DATA PROVIDED —
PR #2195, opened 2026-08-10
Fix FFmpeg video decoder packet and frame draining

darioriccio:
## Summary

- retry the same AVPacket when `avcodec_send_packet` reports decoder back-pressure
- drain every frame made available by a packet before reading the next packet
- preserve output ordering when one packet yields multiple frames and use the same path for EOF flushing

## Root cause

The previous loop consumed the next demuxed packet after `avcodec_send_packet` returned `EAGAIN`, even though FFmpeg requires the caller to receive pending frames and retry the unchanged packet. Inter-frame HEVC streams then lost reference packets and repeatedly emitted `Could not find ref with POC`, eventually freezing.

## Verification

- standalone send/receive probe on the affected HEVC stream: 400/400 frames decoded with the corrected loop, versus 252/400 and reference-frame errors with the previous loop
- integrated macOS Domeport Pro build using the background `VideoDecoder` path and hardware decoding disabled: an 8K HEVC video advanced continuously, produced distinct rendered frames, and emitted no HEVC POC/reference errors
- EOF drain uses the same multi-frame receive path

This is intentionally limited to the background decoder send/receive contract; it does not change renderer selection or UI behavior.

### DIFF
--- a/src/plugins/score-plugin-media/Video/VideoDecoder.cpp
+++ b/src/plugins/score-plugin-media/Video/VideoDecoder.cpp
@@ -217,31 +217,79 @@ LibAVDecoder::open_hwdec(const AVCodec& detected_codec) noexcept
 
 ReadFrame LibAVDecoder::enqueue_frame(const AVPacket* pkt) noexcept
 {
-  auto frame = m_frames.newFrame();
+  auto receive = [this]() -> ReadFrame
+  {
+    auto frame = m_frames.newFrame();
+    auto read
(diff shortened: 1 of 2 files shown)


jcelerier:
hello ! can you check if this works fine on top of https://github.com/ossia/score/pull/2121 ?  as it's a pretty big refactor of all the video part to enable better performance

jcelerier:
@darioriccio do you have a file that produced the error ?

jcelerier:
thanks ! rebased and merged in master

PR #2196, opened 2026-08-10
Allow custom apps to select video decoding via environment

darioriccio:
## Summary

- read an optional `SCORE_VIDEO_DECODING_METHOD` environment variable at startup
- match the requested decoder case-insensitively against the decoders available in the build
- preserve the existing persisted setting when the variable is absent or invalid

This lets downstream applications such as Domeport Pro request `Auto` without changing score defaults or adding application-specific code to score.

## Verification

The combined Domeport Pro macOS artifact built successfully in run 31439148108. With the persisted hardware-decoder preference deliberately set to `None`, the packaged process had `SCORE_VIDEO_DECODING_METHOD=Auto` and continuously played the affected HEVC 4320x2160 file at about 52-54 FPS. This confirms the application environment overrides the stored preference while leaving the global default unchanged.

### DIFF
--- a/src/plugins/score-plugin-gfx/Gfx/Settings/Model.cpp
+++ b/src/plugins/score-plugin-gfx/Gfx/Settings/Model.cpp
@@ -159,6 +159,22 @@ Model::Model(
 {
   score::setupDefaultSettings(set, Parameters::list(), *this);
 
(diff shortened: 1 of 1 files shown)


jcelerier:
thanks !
==
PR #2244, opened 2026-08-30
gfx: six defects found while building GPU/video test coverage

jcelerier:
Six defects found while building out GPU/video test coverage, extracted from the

THE PROBLEM — Reprint exactly the lines above that start at the one with "PR #2244, opened 2026-08-30" and end at the one with "Six defects found while building out", keeping both and adding none.

SOLUTION TO THIS PROBLEM —
PR #2244, opened 2026-08-30
gfx: six defects found while building GPU/video test coverage

jcelerier:
Six defects found while building out GPU/video test coverage, extracted from the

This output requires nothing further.